◆ Work to complete: Give the count of lines in the data that include "tmpdir", with no other words.
--- Material to process Enclosed Below ---
PR #94, opened 2019-06-20
Configuration file for Strawberry Fields

josh146:
**Description of the Change:** Adds a basic configuration module to SF.

**Benefits:**

* Stores default configuration

* Platform-independent search of configuration file locations

* Environment variables have the same name, prefixed with `SF_{SECTION}_`. If they exist, they take precedence over a configuration file.

**Possible Drawbacks:** n/a

**Related GitHub Issues:**

### DIFF
--- a/default_config.toml
+++ b/default_config.toml
@@ -1,0 +1,12 @@
+## =================================================================
+##      STRAWBERRY FIELDS API CONFIGURATION OPTIONS
+## =================================================================
+
+[api]
+# Options for the Strawberry Fields Cloud API
+# Fill in your authentication
+authentatication_token = "071cdcce-9241-4965-93af-4a4dbc739135"
+# Fill in the hostname of the Cloud API
+hostname = "localhost"
+# Whether Strawberry Fields should use SSL to connect to the API
+use_ssl = true
--- a/default_config.toml
+++ b/default_config.toml
@@ -5,7 +5,7 @@
 [api]
 # Options for the Strawberry Fields Cloud API
 # Fill in your authentication
-authentatication_token = "071cdcce-9241-4965-93af-4a4dbc739135"
+authentatication_token = None # example token form: 071cdcce-9241-4965-93af-4a4dbc739135
 # Fill in the hostname of the Cloud API
 hostname = "localhost"
 # Whether Strawberry Fields should use SSL to connect to the API
--- a/requirements.txt
+++ b/requirements.txt
@@ -4,3 +4,5 @@ scipy>=1.0.0
 tensorflow==1.3
 tensorflow-tensorboard>=0.1.8
 quantum-blackbird
+toml
+user_config_dir
--- a/requirements.txt
+++ b/requirements.txt
@@ -5,4 +5,4 @@ tensorflow==1.3
 tensorflow-tensorboard>=0.1.8
 quantum-blackbird
 toml
-user_config_dir
+appdirs
--- a/strawberryfields/configuration.py
+++ b/strawberryfields/configuration.py
@@ -174,7 +174,7 @@ class Configuration:
         """Load a configuration file.
 
         Args:
-            filepath (str): path to the configuration file.
+            filepath (str): path to the configuration file
         """
         with open(filepath, "r") as f:
             self._config_file = toml.load(f)
@@ -183,7 +183,7 @@ class Configuration:
         """Save a configuration file.
 
         Args:
-            filepath (str): path to the configuration file.
+            filepath (str): path to the configuration file
         """
         with open(filepath, "w") as f:
             toml.dump(self._config, f)
--- a/strawberryfields/configuration.py
+++ b/strawberryfields/configuration.py
@@ -23,7 +23,7 @@ This module contains the :class:`Configuration` class, which is used to
 load, store, save, and modify configuration options for Strawberry Fields.
 
 Behaviour
----------
+--------
 
 On first import, Strawberry Fields attempts to load the configuration file `config.toml`, by
 scanning the following three directories in order of preference:
--- a/strawberryfields/configuration.py
+++ b/strawberryfields/configuration.py
@@ -52,7 +52,7 @@ and has the following format:
 
 .. code-block:: toml
 
-    [API]
+    [api]
     # Options for the Strawberry Fields Cloud API
     authentatication_token = "071cdcce-9241-4965-93af-4a4dbc739135"
     hostname = "localhost"
@@ -113,7 +113,7 @@ class Configuration:
     def __repr__(self):
         return "Strawberry Fields Configuration <{}>".format(self._filepath)
 
-    def __init__(self, name):
+    def __init__(self, name="config.toml"):
         # Look for an existing configuration file
         self._config = DEFAULT_CONFIG
         self._config_file = {}
@@ -142,10 +142,10 @@ class Configuration:
 
         The environment variable takes precedence."""
         for section, section_config in self._config.items():
-            env_prefix = "SF_" + section.upper()
+            env_prefix = "SF_{}_".format(section.upper())
 
             for key, value in section_config.items():
-                # environment variables take precendence
+                # environment variables take precedence
                 env = env_prefix + key.upper()
                 if env in os.environ:
                     self._config[section][key] = os.environ[env]
@@ -160,7 +160,7 @@ class Configuration:
         if key in self._config:
             return self._config[key]
 
-        raise ConfigurationError("Unkown Strawberry Fields configuration section.")
+        raise ConfigurationError("Unknown Strawberry Fields configuration section.")
 
     @property
     def path(self):
--- a/strawberryfields/configuration.py
+++ b/strawberryfields/configuration.py
@@ -126,16 +126,16 @@ class Configuration:
         # variable SF_CONF, and default user config directory, in that order.
         directories = [os.getcwd(), self._env_config_dir, self._user_config_dir]
         for idx, directory in enumerate(directories):
+            self._filepath = os.path.join(directory, self._name)
             try:
-                self._filepath = os.path.join(directory, self._name)
                 self.load(self._filepath)
-                break
             except FileNotFoundError:
                 # check if we have searched all directories
                 if idx == len(directories) - 1:
                     log.info("No Strawberry Fields configuration file found.")
-
-        self.update_config()
+            else:
+                self.update_config()
+                break
 
     def update_config(self):
         """Updates the configuration from either a loaded configuration
--- a/strawberryfields/configuration.py
+++ b/strawberryfields/configuration.py
@@ -144,7 +144,7 @@ class Configuration:
         for section, section_config in self._config.items():
             env_prefix = "SF_{}_".format(section.upper())
 
-            for key, value in section_config.items():
+            for key, _ in section_config.items():
                 # environment variables take precedence
                 env = env_prefix + key.upper()
                 if env in os.environ:
--- a/strawberryfields/configuration.py
+++ b/strawberryfields/configuration.py
@@ -142,11 +142,11 @@ class Configuration:
 
         The environment variable takes precedence."""
         for section, section_config in self._config.items():
-            env_prefix = "SF_" + section
+            env_prefix = "SF_" + section.upper()
 
             for key, value in section_config.items():
                 # environment variables take precendence
-                env = env_prefix + key
+                env = env_prefix + key.upper()
                 if env in os.environ:
                     self._config[section][key] = os.environ[env]
                     continue
--- a/strawberryfields/configuration.py
+++ b/strawberryfields/configuration.py
@@ -127,15 +127,12 @@ class Configuration:
         directories = [os.getcwd(), self._env_config_dir, self._user_config_dir]
         for directory in directories:
             self._filepath = os.path.join(directory, self._name)
-            try:
-                config = self.load(self._filepath)
+            config = self.load(self._filepath)
+            if config:
+                self.update_config()
                 break
-            except FileNotFoundError:
-                pass
 
-        if config:
-            self.update_config()
-        else:
+        if config is None:
             log.info("No Strawberry Fields configuration file found.")
 
     def update_config(self):
@@ -177,9 +174,12 @@ class Configuration:
         Args:
             filepath (str): path to the configuration file
         """
-        with open(filepath, "r") as f:
-            self._config_file = toml.load(f)
-        return self._config_file
+        try:
+            with open(filepath, "r") as f:
+                self._config_file = toml.load(f)
+            return self._config_file
+        except FileNotFoundError:
+            return None
 
     def save(self, filepath):
         """Save a configuration file.
--- a/strawberryfields/configuration.py
+++ b/strawberryfields/configuration.py
@@ -122,7 +122,7 @@ class Configuration:
         self._user_config_dir = user_config_dir("strawberryfields", "Xanadu")
         self._env_config_dir = os.environ.get("SF_CONF", "")
 
-        # search the current directory, the directory under environment
+        # Search the current directory, the directory under environment
         # variable SF_CONF, and default user config directory, in that order.
         directories = [os.curdir, self._env_config_dir, self._user_config_dir, ""]
         for idx, directory in enumerate(directories):
@@ -131,6 +131,7 @@ class Configuration:
                 self.load(self._filepath)
                 break
             except FileNotFoundError:
+                # check if we have searched all directories
                 if idx == len(directories) - 1:
                     log.info("No Strawberry Fields configuration file found.")
 
@@ -144,21 +145,20 @@ class Configuration:
         for section, section_config in self._config.items():
             env_prefix = "SF_{}_".format(section.upper())
 
-            for key, _ in section_config.items():
-                # environment variables take precedence
+            for key in section_config:
+                # Environment variables take precedence
                 env = env_prefix + key.upper()
-                if env in os.environ:
-                    self._config[section][key] = os.environ[env]
-                    continue
 
-                # check if a configuration file exists
-                if self._config_file:
-                    # update from configuration file
+                if env in os.environ:
+                    # Update from environment variable
+                    self._config[section][key] = os.environ[env]
+                elif self._config_file:
+                    # Update from configuration file
                     self._config[section][key] = self._config_file[section][key]
 
-    def __getattr__(self, key):
-        if key in self._config:
-            return self._config[key]
+    def __getattr__(self, section):
+        if section in self._config:
+            return self._config[section]
 
         raise ConfigurationError("Unknown Strawberry Fields configuration section.")
 
--- a/strawberryfields/configuration.py
+++ b/strawberryfields/configuration.py
@@ -124,7 +124,7 @@ class Configuration:
 
         # Search the current directory, the directory under environment
         # variable SF_CONF, and default user config directory, in that order.
-        directories = [os.curdir, self._env_config_dir, self._user_config_dir, ""]
+        directories = [os.getcwd(), self._env_config_dir, self._user_config_dir]
         for idx, directory in enumerate(directories):
             try:
                 self._filepath = os.path.join(directory, self._name)
--- a/strawberryfields/configuration.py
+++ b/strawberryfields/configuration.py
@@ -1,0 +1,189 @@
+# Copyright 2019 Xanadu Quantum Technologies Inc.
+
+# Licensed under the Apache License, Version 2.0 (the "License");
+# you may not use this file except in compliance with the License.
+# You may obtain a copy of the License at
+
+#     http://www.apache.org/licenses/LICENSE-2.0
+
+# Unless required by applicable law or agreed to in writing, software
+# distributed under the License is distributed on an "AS IS" BASIS,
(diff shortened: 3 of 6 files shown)


strawberryfields/configuration.py
```diff
@@ -0,0 +1,189 @@
...
+    and plugin/device configurations.
+
+    Args:
+        name (str): filename of the configuration file.
+        This should be a valid TOML file. You may also pass an absolute
+        or a relative file path to the configuration file.
+    """
+
+    def __str__(self):
+        return "{}".format(self._config)
```
zzzeid: I've been using f-strings lately and find them more readable -- e.g. `return f'{self._config}'`.

josh146: Unfortunately we still have SF targeting Python 3.5, which means no f strings for now (as nice as they are)

strawberryfields/configuration.py
```diff
@@ -0,0 +1,189 @@
...
+load, store, save, and modify configuration options for Strawberry Fields.
+
+Behaviour
+---------
+
+On first import, Strawberry Fields attempts to load the configuration file `config.toml`, by
+scanning the following three directories in order of preference:
+
+1. The current directory
+2. The path stored in the environment variable ``SF_CONF``
```
trbromley: Where is ``SF_CONF`` defined?

strawberryfields/configuration.py
```diff
@@ -0,0 +1,189 @@
...
+loading the device.
+
+The user can access the initialized configuration via `strawberryfields.config`, view the
+loaded configuration filepath, print the configurations options, access and modify
+them via keys, and save/load new configuration files.
+
+Configuration files
+-------------------
+
+The configuration file `config.toml` uses the `TOML standard <https://github.com/toml-lang/toml>`_,
```
trbromley: I never got to the bottom of single or double underscores for links - once you gave a suggestion to change from single to double. Is the single underscore here ok?

strawberryfields/configuration.py
```diff
@@ -0,0 +1,189 @@
...
+and has the following format:
```
trbromley: Could mention ``default_config.toml`` as an example?

trbromley: Also how does the `default_config.toml` file differ from the dict of dicts `DEFAULT_CONFIG` you use below?

tests/frontend/test_about.py
```diff
@@ -14,9 +14,14 @@
 """
 Unit tests for top-level Strawberry Fields functions.
 """
+import pytest
```
trbromley: Why did these changes effect this test?

strawberryfields/configuration.py
```diff
@@ -0,0 +1,189 @@
...
+=============
+
+**Module name:** :mod:`strawberryfields.configuration`
+
+.. currentmodule:: strawberryfields.configuration
+
+This module contains the :class:`Configuration` class, which is used to
+load, store, save, and modify configuration options for Strawberry Fields.
+
+Behaviour
```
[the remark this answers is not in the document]
josh146: @co9olguy, how is this spelt in Canadian?

strawberryfields/configuration.py
josh146: it's an environment variable, i.e.,
```bash
export SF_CONF=/some/path
```

strawberryfields/configuration.py
josh146: Yep.  A double underscore just refers to an anonymous hyperlink reference. ReST keeps reference to all hyperlinks even if you intend for them to be anonymous, which can cause errors if you have the same link repeated in the same document. If the same link is not repeated, it's fine to use a single underscore.

strawberryfields/configuration.py
josh146: It's the same :slightly_smiling_face: The dictionary is what `default_config.toml` looks like when it's parsed. Just good practice to ship the code with a configuration template the user can fill in if they want.

tests/frontend/test_about.py
josh146: I realised this test wasn't being marked as a frontend test, so it was running numerous times.

strawberryfields/configuration.py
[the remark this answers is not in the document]
trbromley: :canada:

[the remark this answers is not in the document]
co9olguy: our

strawberryfields/configuration.py
```diff
@@ -0,0 +1,189 @@
...
+            filepath (str): path to the configuration file.
+        """
+        with open(filepath, "r") as f:
+            self._config_file = toml.load(f)
+
+    def save(self, filepath):
+        """Save a configuration file.
+
+        Args:
+            filepath (str): path to the configuration file.
```
co9olguy:
```suggestion
            filepath (str): path to the configuration file
```

strawberryfields/configuration.py
```diff
@@ -0,0 +1,189 @@
...
+
+        Returns:
+            str: If no configuration is loaded, this returns ``None``."""
+        return self._filepath
+
+    def load(self, filepath):
+        """Load a configuration file.
+
+        Args:
+            filepath (str): path to the configuration file.
```
co9olguy:
```suggestion
            filepath (str): path to the configuration file
```

tests/frontend/test_configuration.py
```diff
@@ -0,0 +1,134 @@
...
+        conf.Configuration(name="noconfig")
+        assert "No Strawberry Fields configuration file found." in caplog.text
+
+    def test_save(self, tmpdir):
+        """Test saving a configuration file."""
+        filename = str(tmpdir.join("test_config.toml"))
+        config = conf.Configuration()
+
+        # make a change
+        config._config['api']['hostname'] = "https:/6.4.2.4"
```
co9olguy:
```suggestion
        config._config['api']['hostname'] = "https://6.4.2.4"
```

tests/frontend/test_configuration.py
```diff
@@ -0,0 +1,134 @@
...
+
+    def test_attribute_loading(self):
+        """Test attributes automatically get the correct section key"""
+        config = conf.Configuration()
+        assert config.api == config._config['api']
+
+    def test_failed_attribute_loading(self):
+        """Test an exception is raised if key does not exist"""
+        config = conf.Configuration()
+        with pytest.raises(conf.ConfigurationError, match="Unknown"):
```
co9olguy: maybe have slightly longer match to avoid false positives?

default_config.toml
```diff
@@ -0,0 +1,12 @@
+## =================================================================
+##      STRAWBERRY FIELDS API CONFIGURATION OPTIONS
+## =================================================================
+
+[api]
+# Options for the Strawberry Fields Cloud API
+# Fill in your authentication
+authentatication_token = "071cdcce-9241-4965-93af-4a4dbc739135"
```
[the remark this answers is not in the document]
josh146: Just a fake stand-in (I generated it via `uuid.uuid4()`)

strawberryfields/configuration.py
```diff
@@ -0,0 +1,189 @@
...
+    [api]
+    # Options for the Strawberry Fields Cloud API
+    authentatication_token = "071cdcce-9241-4965-93af-4a4dbc739135"
+    hostname = "localhost"
+    use_ssl = true
+
+Summary of options
+------------------
+
+todo
```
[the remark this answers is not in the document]
josh146: Details about the configuration options --- I left this blank as this is still a WIP, and best filled in by @zzzeid

default_config.toml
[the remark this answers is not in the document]
josh146: Should I remove it?

josh146:
All suggested changes applied

tests/frontend/test_configuration.py
josh146: done

default_config.toml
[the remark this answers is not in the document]
co9olguy: Probably best to put in a blank token (so we can catch errors when users haven't gotten and configured token) and leave a comment indicating what a token looks like:
```suggestion
authentatication_token = None # example token form: 071cdcce-9241-4965-93af-4a4dbc739135
```

strawberryfields/configuration.py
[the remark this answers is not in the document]
co9olguy: ok I'll leave an issue so we don't forget

co9olguy:
I'd like @zzzeid to take a quick look over before merging

strawberryfields/configuration.py
```diff
@@ -0,0 +1,189 @@
...
+        # search the current directory, the directory under environment
+        # variable SF_CONF, and default user config directory, in that order.
+        directories = [os.curdir, self._env_config_dir, self._user_config_dir, ""]
+        for idx, directory in enumerate(directories):
+            try:
+                self._filepath = os.path.join(directory, self._name)
+                self.load(self._filepath)
+                break
+            except FileNotFoundError:
+                if idx == len(directories) - 1:
```
zzzeid: Checking the index here is a little cryptic. Perhaps it's better to be more explicit about what we're checking?

strawberryfields/configuration.py
```diff
@@ -0,0 +1,189 @@
...
+    def __init__(self, name="config.toml"):
+        # Look for an existing configuration file
+        self._config = DEFAULT_CONFIG
+        self._config_file = {}
+        self._filepath = None
+        self._name = name
+        self._user_config_dir = user_config_dir("strawberryfields", "Xanadu")
+        self._env_config_dir = os.environ.get("SF_CONF", "")
+
+        # search the current directory, the directory under environment
```
zzzeid: Various occurrences of this, but PEP8 suggests that the first word should always be capitalized in comments (https://www.python.org/dev/peps/pep-0008/#id30)

strawberryfields/configuration.py
```diff
@@ -0,0 +1,189 @@
...
+        The environment variable takes precedence."""
+        for section, section_config in self._config.items():
+            env_prefix = "SF_{}_".format(section.upper())
+
+            for key, _ in section_config.items():
+                # environment variables take precedence
+                env = env_prefix + key.upper()
+                if env in os.environ:
+                    self._config[section][key] = os.environ[env]
+                    continue
```
zzzeid: I think it would be a little more readable if instead of continue here, we used `elif` to combine with the logic below.

strawberryfields/configuration.py
```diff
@@ -0,0 +1,189 @@
...
+
+        # search the current directory, the directory under environment
+        # variable SF_CONF, and default user config directory, in that order.
+        directories = [os.curdir, self._env_config_dir, self._user_config_dir, ""]
+        for idx, directory in enumerate(directories):
+            try:
+                self._filepath = os.path.join(directory, self._name)
+                self.load(self._filepath)
+                break
+            except FileNotFoundError:
```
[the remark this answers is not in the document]
josh146: My understanding is that the try-except block (with `FileNotFoundError`) is faster and more robust (see https://stackoverflow.com/questions/82831/how-do-i-check-whether-a-file-exists-without-exceptions). It also tends to be reasonably Pythonic to use try-except patterns.

strawberryfields/configuration.py
josh146: True, I've added a comment clarifying (let me know if you have other suggestions)

strawberryfields/configuration.py
```diff
@@ -0,0 +1,189 @@
...
+
+    def update_config(self):
+        """Updates the configuration from either a loaded configuration
+        file, or from an environment variable.
+
+        The environment variable takes precedence."""
+        for section, section_config in self._config.items():
+            env_prefix = "SF_{}_".format(section.upper())
+
+            for key, _ in section_config.items():
```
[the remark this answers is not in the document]
josh146: Good catch! Fixed

strawberryfields/configuration.py
josh146: done

strawberryfields/configuration.py
```diff
@@ -0,0 +1,189 @@
...
+                if env in os.environ:
+                    self._config[section][key] = os.environ[env]
+                    continue
+
+                # check if a configuration file exists
+                if self._config_file:
+                    # update from configuration file
+                    self._config[section][key] = self._config_file[section][key]
+
+    def __getattr__(self, key):
```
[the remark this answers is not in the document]
josh146: Fixed!

strawberryfields/configuration.py
```diff
@@ -0,0 +1,189 @@
...
+            str: If no configuration is loaded, this returns ``None``."""
+        return self._filepath
+
+    def load(self, filepath):
+        """Load a configuration file.
+
+        Args:
+            filepath (str): path to the configuration file
+        """
+        with open(filepath, "r") as f:
```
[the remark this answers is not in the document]
josh146: I'm a bit on the fence. We would just be replicating the default Python 3 error message,
```python
FileNotFoundError: No such file or directory: 'nonexistent.txt'
```
which I feel is pretty self-explanatory for the user.

strawberryfields/configuration.py
josh146: Done

strawberryfields/configuration.py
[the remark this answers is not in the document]
zzzeid: That's fair, but I think this could still be refactored a little to be more readable and reduce some of the code in the try block, for example:
```
        for idx, directory in enumerate(directories):
            self._filepath = os.path.join(directory, self._name)
            try:
                self.load(self._filepath)
            except FileNotFoundError:
                # Do stuff...
            else:
                self.update_config()
                break
```

Thoughts?

strawberryfields/configuration.py
```diff
@@ -0,0 +1,189 @@
...
+        self._config = DEFAULT_CONFIG
+        self._config_file = {}
+        self._filepath = None
+        self._name = name
+        self._user_config_dir = user_config_dir("strawberryfields", "Xanadu")
+        self._env_config_dir = os.environ.get("SF_CONF", "")
+
+        # search the current directory, the directory under environment
+        # variable SF_CONF, and default user config directory, in that order.
+        directories = [os.curdir, self._env_config_dir, self._user_config_dir, ""]
```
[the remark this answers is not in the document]
josh146: Fixed

strawberryfields/configuration.py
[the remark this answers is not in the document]
zzzeid: Fair enough -- I made a different suggestion where `load` is used above in relation to this. What you have here makes sense on second thought, especially that we are setting `self.config_file` and not actually returning anything here.

strawberryfields/configuration.py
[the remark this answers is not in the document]
josh146: Yeah that looks good 🙂

default_config.toml
```diff
@@ -0,0 +1,12 @@
+## =================================================================
```
jswinarton: Why TOML? Any benefits to using this over python's built-in config language?

requirements.txt
```diff
@@ -4,3 +4,5 @@ scipy>=1.0.0
 tensorflow==1.3
 tensorflow-tensorboard>=0.1.8
 quantum-blackbird
+toml
```
jswinarton: Should these have fixed versions?

strawberryfields/configuration.py
```diff
@@ -0,0 +1,189 @@
...
+        # Search the current directory, the directory under environment
+        # variable SF_CONF, and default user config directory, in that order.
+        directories = [os.getcwd(), self._env_config_dir, self._user_config_dir]
+        for idx, directory in enumerate(directories):
+            self._filepath = os.path.join(directory, self._name)
+            try:
+                self.load(self._filepath)
+            except FileNotFoundError:
+                # check if we have searched all directories
+                if idx == len(directories) - 1:
```
zzzeid:
```suggestion
                if directory == directories[-1]:
```

strawberryfields/configuration.py
```diff
@@ -0,0 +1,189 @@
...
+
+        # Search the current directory, the directory under environment
+        # variable SF_CONF, and default user config directory, in that order.
+        directories = [os.getcwd(), self._env_config_dir, self._user_config_dir]
+        for idx, directory in enumerate(directories):
+            self._filepath = os.path.join(directory, self._name)
+            try:
+                self.load(self._filepath)
+            except FileNotFoundError:
+                # check if we have searched all directories
```
zzzeid:
```suggestion
                # Check if we have searched all directories
```

strawberryfields/configuration.py
```diff
@@ -0,0 +1,189 @@
...
+        self._config_file = {}
+        self._filepath = None
+        self._name = name
+        self._user_config_dir = user_config_dir("strawberryfields", "Xanadu")
+        self._env_config_dir = os.environ.get("SF_CONF", "")
+
+        # Search the current directory, the directory under environment
+        # variable SF_CONF, and default user config directory, in that order.
+        directories = [os.getcwd(), self._env_config_dir, self._user_config_dir]
+        for idx, directory in enumerate(directories):
```
zzzeid:
```suggestion
        for directory in directories:
```

strawberryfields/configuration.py
jswinarton: I think this check could be avoided entirely if you modified the `load` method to return the config object at the end (which I think is good practice).

```python
directories = [os.getcwd(), self._env_config_dir, self._user_config_dir]
for directory in directories:
    self._filepath = os.path.join(directory, self._name)
    try:
        config = self.load(self._filepath)
        break
    except FileNotFoundError:
        pass

if config:
    self.update_config()
else:
    log.info("No Strawberry Fields configuration file found.")
```

strawberryfields/configuration.py
```diff
@@ -0,0 +1,189 @@
...
+        # Search the current directory, the directory under environment
+        # variable SF_CONF, and default user config directory, in that order.
+        directories = [os.getcwd(), self._env_config_dir, self._user_config_dir]
+        for directory in directories:
+            self._filepath = os.path.join(directory, self._name)
+            try:
+                self.load(self._filepath)
+            except FileNotFoundError:
+                # Check if we have searched all directories
+                if directory == directories[-1]:
```
jswinarton: I think this check could be avoided entirely if you modified the `load` method to return the config object at the end (which I think is good practice).

```python
directories = [os.getcwd(), self._env_config_dir, self._user_config_dir]
for directory in directories:
    self._filepath = os.path.join(directory, self._name)
    try:
        config = self.load(self._filepath)
        break
    except FileNotFoundError:
        pass

if config:
    self.update_config()
else:
    log.info("No Strawberry Fields configuration file found.")
```

default_config.toml
josh146: Partly because PennyLane uses it, and I want to maintain consistency. Also, TOML is generally easier to hand-edit than JSON, not as overcomplicated as YAML, and better suited to structured data than INI files (the format used by Python's in-built ConfigParser library).

It also seems that the Python ecosystem is moving towards TOML, e.g., PEP518 and pyproject.toml files.

requirements.txt
josh146: Yes, probably. We should fix this in a new PR

strawberryfields/configuration.py
josh146: This looks way better! Sad you can't yet do multi-line GitHub suggestions 😂

zzzeid: In this case, I would suggest that we throw and catch the exception in `load`, and return None if the file does not exist, to make this code cleaner. I.e. 

```
for directory in directories:
    self._filepath = os.path.join(directory, self._name)
    config = self.load(self._filepath)
    if config:
        self._config_file = config
        self.update_config()

```

default_config.toml
jswinarton: Neat, didn't know about the PEP.

strawberryfields/configuration.py
josh146: The one disadvantage is that `load()` no longer will raise a `FileNotFoundError`, instead, it will silently fail. A developer building an app against SF is using `Configuration.load()` to manually load a configuration file will have to manually check that the function returned `None`, and manually implement error handling.

jswinarton: I implemented this as @zzzeid suggested but I agree with this, it depends on what the use case is. Do we intend to expose `load` as a method for developers to build against? If so, we should probably change this back. Or, we could change the method name to `_load`.

josh146: I think it's still an open question - to early to say how we intend for it to be used/how people might use it. My preference would be to change it back, as it could lead to unexpected or hard to debug behavior down the line.

zzzeid: My original comment was in relation to catching the exception and passing, as that would suppress the exception and not provide any indication as to what happened to the file loading. I think earlier we were catching the exception and showing a warning message. Essentially I guess we are still doing the same thing. I'm good with either implementation.

josh146: We'll always need to catch the exception and pass, this is more a question about where to do it. I feel it's better to do that in __init__ and not in load(), as (1) load could be developer/user facing, and (2) needing to pass on the exception is only required during initialization.

zzzeid: @josh146 This makes sense, and reduces the responsibility of the `load` method.

josh146: :+1: I'll make a PR to revert this behaviour.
--- End of Enclosed Material to process ---
◆ Result for this task: 2